An optimum cut-off in the statistical sense would be one with the greatest possible difference between the total positive rate (i.e., Sensitivity) and false positive rate (i.e., 1-Specificity) [27].

Diagnostic odds ratios/DOR

The DOR of a test is the ratio of the odds of positivity in diseased subjects compared to the odds of positivity in healthy subjects. The ratio is derived from sensitivity and specificity and as a result, is not affected by the prevalence of the disease [28]. DOR can be calculated using the following equation:

$$\begin{aligned} {\text{DOR}} & = & \left( {{\text{Sensitivity}}*{\text{Specificity}}} \right)/\left( {1 - {\text{Specificity}}/{\text{False positives}}*1 - {\text{Sensitivity}}/{\text{False negatives}}} \right) \, \\ \quad {\text{or }}\left( {{\text{Sensitivity}}/1 - {\text{Sensitivity}}} \right)/\left( {1 - {\text{Specificity}}/{\text{Specificity}}} \right). \\ \end{aligned}$$

Values higher than one generally indicate some degree of diagnostic usefulness [28], with increasing values indicating better performances. The DOR is commonly used as a measure of association in epidemiology; however, the discriminatory power is often put to the question [29, 30]. Since an odds ratio is a single number, it does not account for the trade-off between accurately identifying cancer patients and mistakenly identifying otherwise healthy individuals, but may be useful in characterizing population level risks [29]. Hence, some studies discourage the use of DOR when examining binary early detection biomarkers [31].

Likelihood ratios/LR

It is defined as the ratio of the probability of correctly diagnosing the disease in patients with the target disease to the probability of incorrectly diagnosing the disease. The LR predicts how likely a patient would have a disease using sensitivity and specificity. (LR+ indicates positive test results, while LR- indicates negative test results).
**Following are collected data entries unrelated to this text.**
PR #2568, opened 2026-07-08
Support optional PCZT anchors and updater APIs

ValarDragon:
## Summary

- allow PCZT Creator to accept optional Sapling and Orchard anchors, requiring anchors only for non-empty v5 shielded bundles
- add updater APIs for restoring Sapling, Orchard, and Ironwood anchors after signing and before proof creation
- add updater APIs for restoring Sapling, Orchard, and Ironwood spend witnesses before proof creation
- extend PCZT roundtrip and end-to-end tests for redacted anchors and witnesses

## Validation

- cargo fmt --all -- --check
- cargo doc --no-deps -p pczt --all-features --document-private-items
- git diff --check

### DIFF
--- a/pczt/src/roles/updater/mod.rs
+++ b/pczt/src/roles/updater/mod.rs
@@ -59,10 +59,125 @@ impl Updater {
         }
     }
 
+    /// Sets spend witnesses for Sapling spends by spend index.
+    ///
+    /// This may be called after shielded signatures have been added. Sapling
+    /// spend proofs depend on the witnesses, so this must be called before proof
+    /// creation for the updated spends.
+    ///
+    /// Returns an error if any witness references a spend index that does not
+    /// exist, or if a target spend proof is already present.
+    #[cfg(feature = "sapling")]
+    pub fn set_sapling_spend_witnesses(
+        mut self,
+        witnesses: impl IntoIterator<Item = (usize, ::sapling::MerklePath)>,
+    ) -> Result<Self, SpendWitnessUpdateError> {
+        set_sapling_spend_witnesses(&mut self.pczt.sapling.spends, witnesses)?;
+
+        Ok(self)
+    }
+
+    /// Sets spend witnesses for Orchard actions by action index.
+    ///
+    /// This may be called after shielded signatures have been added. Orchard
+    /// proofs depend on the witnesses, so this must be called before proof
+    /// creation.
+    ///
+    /// Returns an error if any witness references an action index that does not
+    /// exist, if the Orchard bundle is not using Orchard note plaintexts, or if
+    /// an Orchard proof is already present.
+    #[cfg(feature = "orchard")]
+    pub fn set_orchard_spend_witnesses(
+        mut self,
+        witnesses: impl IntoIterator<Item = (usize, ::orchard::tree::MerklePath)>,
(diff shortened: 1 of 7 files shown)


pczt/src/roles/updater/mod.rs
```diff
@@ -59,12 +59,245 @@ impl Updater {
...
+    ///
+    /// Returns an error if the PCZT's transaction format does not support this
+    /// update, if any Sapling spend proof is already present, or if the PCZT
+    /// already contains a different Sapling anchor.
+    #[cfg(feature = "sapling")]
+    pub fn set_sapling_anchor(
+        mut self,
+        anchor: ::sapling::Anchor,
+    ) -> Result<Self, AnchorUpdateError> {
+        ensure_anchor_update_supported(&self.pczt.global)?;
```
nuttycom, line 77: nit: if the anchor's already set and equal to the provided anchor, we can skip these checks and just return Ok(self)

pczt/src/roles/updater/mod.rs
```diff
@@ -59,12 +59,245 @@ impl Updater {
...
+    ///
+    /// Returns an error if the PCZT's transaction format does not support this
+    /// update, if an Orchard proof is already present, or if the PCZT already
+    /// contains a different Orchard anchor.
+    #[cfg(feature = "orchard")]
+    pub fn set_orchard_anchor(
+        mut self,
+        anchor: ::orchard::Anchor,
+    ) -> Result<Self, AnchorUpdateError> {
+        ensure_anchor_update_supported(&self.pczt.global)?;
```
nuttycom, line 98: Same thing here, these checks could be skipped in the case the anchor is already set and isn't changing.

pczt/src/roles/updater/mod.rs
```diff
@@ -59,12 +59,245 @@ impl Updater {
...
+    ///
+    /// Returns an error if the PCZT's transaction format does not support this
+    /// update, if an Ironwood proof is already present, or if the PCZT already
+    /// contains a different Ironwood anchor.
+    #[cfg(feature = "orchard")]
+    pub fn set_ironwood_anchor(
+        mut self,
+        anchor: ::orchard::Anchor,
+    ) -> Result<Self, AnchorUpdateError> {
+        ensure_anchor_update_supported(&self.pczt.global)?;
```
nuttycom, line 119: ditto

pczt/tests/end_to_end.rs
```diff
@@ -1231,155 +1202,979 @@ fn ironwood_low_level_signer_uses_preverified_signing_parse() {
...
-                .sign(sighash, &orchard_ask, ChaCha20Rng::from_seed(seed))
-                .expect("signing succeeds");
-            Ok(())
+    let (spend_vk, output_vk) = sapling_prover.verifying_keys();
+    let tx = TransactionExtractor::new(proved)
+        .with_sapling(&spend_vk, &output_vk)
+        .extract()
+        .unwrap();
+    assert_eq!(u32::from(tx.expiry_height()), 10_000_040);
+}
```
nuttycom, line 1299: This diff was super confusing just because of the copy/move - as a follow-up we should have an agent factor out the commonalities of these tests.

nuttycom (approved):
utACK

They are calculated using the following equations:

$${\text{LR}}\, + \, = {\text{Sensitivity}}/1 - {\text{Specificity}}$$
$${\text{LR}} - = 1 - {\text{Sensitivity}}/{\text{Specificity}}$$

Rough guidelines on how LR is generally interpreted in the literature [27] are highlighted in Table 7.

Table 7 General interpretations of LR values

Conclusion

The clinical field is still in an immense need for the development of new biomarkers.

Biomarkers offer guidance for clinicians at the beginning or throughout the clinical intervention itself. They could be screening, diagnostic, prognostic, predictive, monitoring, risk or response. Regardless of their specific use, studying biomarkers is often tied to statistical analysis. Statistical analyses are often carried out by biostatisticians.

The hurdles encountered by clinical researchers in statistical analysis are often attributed to the lack of a comprehensive and straightforward guide outlining the essential steps, together with their corresponding definitions, calculation methods, and reasoning behind why and how each calculation is used. This review serves as a general guide for the main statistical analyses that are needed to develop and validate a biomarker study.